Repeat the whole listing below with nothing added or dropped.

■ Source information ■
****

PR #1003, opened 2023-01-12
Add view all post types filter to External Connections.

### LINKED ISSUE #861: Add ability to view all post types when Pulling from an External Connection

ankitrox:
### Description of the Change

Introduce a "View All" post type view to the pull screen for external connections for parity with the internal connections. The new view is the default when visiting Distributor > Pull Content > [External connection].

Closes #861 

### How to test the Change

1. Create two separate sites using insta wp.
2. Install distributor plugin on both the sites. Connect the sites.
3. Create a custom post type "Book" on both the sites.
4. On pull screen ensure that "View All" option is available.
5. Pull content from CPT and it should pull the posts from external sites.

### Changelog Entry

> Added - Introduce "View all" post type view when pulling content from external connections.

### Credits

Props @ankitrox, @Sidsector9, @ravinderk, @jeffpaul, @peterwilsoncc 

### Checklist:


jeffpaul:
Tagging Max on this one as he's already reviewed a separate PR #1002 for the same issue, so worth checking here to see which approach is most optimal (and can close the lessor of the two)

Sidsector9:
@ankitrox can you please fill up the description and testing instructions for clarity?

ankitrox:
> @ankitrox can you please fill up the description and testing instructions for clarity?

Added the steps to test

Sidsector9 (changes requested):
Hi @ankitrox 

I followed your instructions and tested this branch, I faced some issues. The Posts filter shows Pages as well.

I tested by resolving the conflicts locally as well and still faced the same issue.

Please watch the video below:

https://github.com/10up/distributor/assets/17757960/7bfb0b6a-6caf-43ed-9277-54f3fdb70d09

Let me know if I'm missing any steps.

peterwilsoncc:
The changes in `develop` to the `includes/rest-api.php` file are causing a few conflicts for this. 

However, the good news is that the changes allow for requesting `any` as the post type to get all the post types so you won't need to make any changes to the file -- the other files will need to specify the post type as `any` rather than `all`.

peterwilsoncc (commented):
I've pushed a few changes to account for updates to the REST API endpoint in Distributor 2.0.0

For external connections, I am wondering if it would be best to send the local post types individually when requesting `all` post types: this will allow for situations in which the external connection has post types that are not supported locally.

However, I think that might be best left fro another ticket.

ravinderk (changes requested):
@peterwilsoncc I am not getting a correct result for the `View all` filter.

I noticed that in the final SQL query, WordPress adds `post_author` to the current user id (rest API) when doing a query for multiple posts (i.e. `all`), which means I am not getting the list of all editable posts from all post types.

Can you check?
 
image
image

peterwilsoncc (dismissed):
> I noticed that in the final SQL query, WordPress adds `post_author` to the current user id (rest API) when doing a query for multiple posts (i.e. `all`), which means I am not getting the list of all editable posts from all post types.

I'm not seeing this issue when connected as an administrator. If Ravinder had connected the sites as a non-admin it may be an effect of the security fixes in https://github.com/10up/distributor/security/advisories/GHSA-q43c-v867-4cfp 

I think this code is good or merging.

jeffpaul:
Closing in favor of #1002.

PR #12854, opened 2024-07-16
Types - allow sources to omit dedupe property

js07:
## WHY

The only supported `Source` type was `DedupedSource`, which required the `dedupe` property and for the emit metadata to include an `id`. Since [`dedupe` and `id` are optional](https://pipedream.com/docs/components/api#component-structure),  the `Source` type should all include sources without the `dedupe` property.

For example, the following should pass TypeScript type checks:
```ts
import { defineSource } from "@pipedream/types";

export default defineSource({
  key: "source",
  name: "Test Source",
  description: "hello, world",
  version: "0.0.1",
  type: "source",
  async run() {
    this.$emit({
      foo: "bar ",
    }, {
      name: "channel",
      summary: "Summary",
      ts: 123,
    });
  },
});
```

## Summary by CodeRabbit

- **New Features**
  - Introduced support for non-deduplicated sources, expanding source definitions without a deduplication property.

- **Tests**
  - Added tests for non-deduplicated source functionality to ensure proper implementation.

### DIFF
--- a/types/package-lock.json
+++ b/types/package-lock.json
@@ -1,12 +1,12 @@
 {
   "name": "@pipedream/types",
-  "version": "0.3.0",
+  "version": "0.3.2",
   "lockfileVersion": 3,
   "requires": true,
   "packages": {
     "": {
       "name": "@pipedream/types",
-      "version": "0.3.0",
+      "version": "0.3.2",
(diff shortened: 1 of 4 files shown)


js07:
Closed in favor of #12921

****

■ Answer to this task ■
PR #1003, opened 2023-01-12
Add view all post types filter to External Connections.

### LINKED ISSUE #861: Add ability to view all post types when Pulling from an External Connection

ankitrox:
### Description of the Change

Introduce a "View All" post type view to the pull screen for external connections for parity with the internal connections. The new view is the default when visiting Distributor > Pull Content > [External connection].

Closes #861 

### How to test the Change

1. Create two separate sites using insta wp.
2. Install distributor plugin on both the sites. Connect the sites.
3. Create a custom post type "Book" on both the sites.
4. On pull screen ensure that "View All" option is available.
5. Pull content from CPT and it should pull the posts from external sites.

### Changelog Entry

> Added - Introduce "View all" post type view when pulling content from external connections.

### Credits

Props @ankitrox, @Sidsector9, @ravinderk, @jeffpaul, @peterwilsoncc 

### Checklist:


jeffpaul:
Tagging Max on this one as he's already reviewed a separate PR #1002 for the same issue, so worth checking here to see which approach is most optimal (and can close the lessor of the two)

Sidsector9:
@ankitrox can you please fill up the description and testing instructions for clarity?

ankitrox:
> @ankitrox can you please fill up the description and testing instructions for clarity?

Added the steps to test

Sidsector9 (changes requested):
Hi @ankitrox 

I followed your instructions and tested this branch, I faced some issues. The Posts filter shows Pages as well.

I tested by resolving the conflicts locally as well and still faced the same issue.

Please watch the video below:

https://github.com/10up/distributor/assets/17757960/7bfb0b6a-6caf-43ed-9277-54f3fdb70d09

Let me know if I'm missing any steps.

peterwilsoncc:
The changes in `develop` to the `includes/rest-api.php` file are causing a few conflicts for this. 

However, the good news is that the changes allow for requesting `any` as the post type to get all the post types so you won't need to make any changes to the file -- the other files will need to specify the post type as `any` rather than `all`.

peterwilsoncc (commented):
I've pushed a few changes to account for updates to the REST API endpoint in Distributor 2.0.0

For external connections, I am wondering if it would be best to send the local post types individually when requesting `all` post types: this will allow for situations in which the external connection has post types that are not supported locally.

However, I think that might be best left fro another ticket.

ravinderk (changes requested):
@peterwilsoncc I am not getting a correct result for the `View all` filter.

I noticed that in the final SQL query, WordPress adds `post_author` to the current user id (rest API) when doing a query for multiple posts (i.e. `all`), which means I am not getting the list of all editable posts from all post types.

Can you check?
 
image
image

peterwilsoncc (dismissed):
> I noticed that in the final SQL query, WordPress adds `post_author` to the current user id (rest API) when doing a query for multiple posts (i.e. `all`), which means I am not getting the list of all editable posts from all post types.

I'm not seeing this issue when connected as an administrator. If Ravinder had connected the sites as a non-admin it may be an effect of the security fixes in https://github.com/10up/distributor/security/advisories/GHSA-q43c-v867-4cfp 

I think this code is good or merging.

jeffpaul:
Closing in favor of #1002.

PR #12854, opened 2024-07-16
Types - allow sources to omit dedupe property

js07:
## WHY

The only supported `Source` type was `DedupedSource`, which required the `dedupe` property and for the emit metadata to include an `id`. Since [`dedupe` and `id` are optional](https://pipedream.com/docs/components/api#component-structure),  the `Source` type should all include sources without the `dedupe` property.

For example, the following should pass TypeScript type checks:
```ts
import { defineSource } from "@pipedream/types";

export default defineSource({
  key: "source",
  name: "Test Source",
  description: "hello, world",
  version: "0.0.1",
  type: "source",
  async run() {
    this.$emit({
      foo: "bar ",
    }, {
      name: "channel",
      summary: "Summary",
      ts: 123,
    });
  },
});
```

## Summary by CodeRabbit

- **New Features**
  - Introduced support for non-deduplicated sources, expanding source definitions without a deduplication property.

- **Tests**
  - Added tests for non-deduplicated source functionality to ensure proper implementation.

### DIFF
--- a/types/package-lock.json
+++ b/types/package-lock.json
@@ -1,12 +1,12 @@
 {
   "name": "@pipedream/types",
-  "version": "0.3.0",
+  "version": "0.3.2",
   "lockfileVersion": 3,
   "requires": true,
   "packages": {
     "": {
       "name": "@pipedream/types",
-      "version": "0.3.0",
+      "version": "0.3.2",
(diff shortened: 1 of 4 files shown)


js07:
Closed in favor of #12921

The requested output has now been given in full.